-- To do --
Your task is to copy each line of the records that includes the string "from".

[Opening Material for this task section]

PR #18101, opened 2019-06-18
Add more hosts to Omnirom.org.xml

J0WI:


src/chrome/content/rules/Omnirom.org.xml
```diff
@@ -1,6 +1,17 @@
...
+		- jira.omnirom.org
+-->
 <ruleset name="Omnirom.org">
-<target host="omnirom.org"/>
-<target host="www.omnirom.org"/>
-<rule from="^http:" to="https:" />
-</ruleset>
+	<target host="omnirom.org"/>
+	<target host="www.omnirom.org"/>
+	<target host="blog.omnirom.org"/>
```
Bisaloo: For the record, there is mixed content from `fonts.googleapis.com`

src/chrome/content/rules/Omnirom.org.xml
```diff
@@ -1,6 +1,17 @@
...
+	<target host="dl.omnirom.org"/>
+	<target host="docs.omnirom.org"/>
+	<target host="gerrit.omnirom.org"/>
+	<target host="jenkins.omnirom.org"/>
+	<target host="lists.omnirom.org"/>
```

[Closing Material for this task section]

-- Task solution --
-<rule from="^http:" to="https:" />
Bisaloo: For the record, there is mixed content from `fonts.googleapis.com`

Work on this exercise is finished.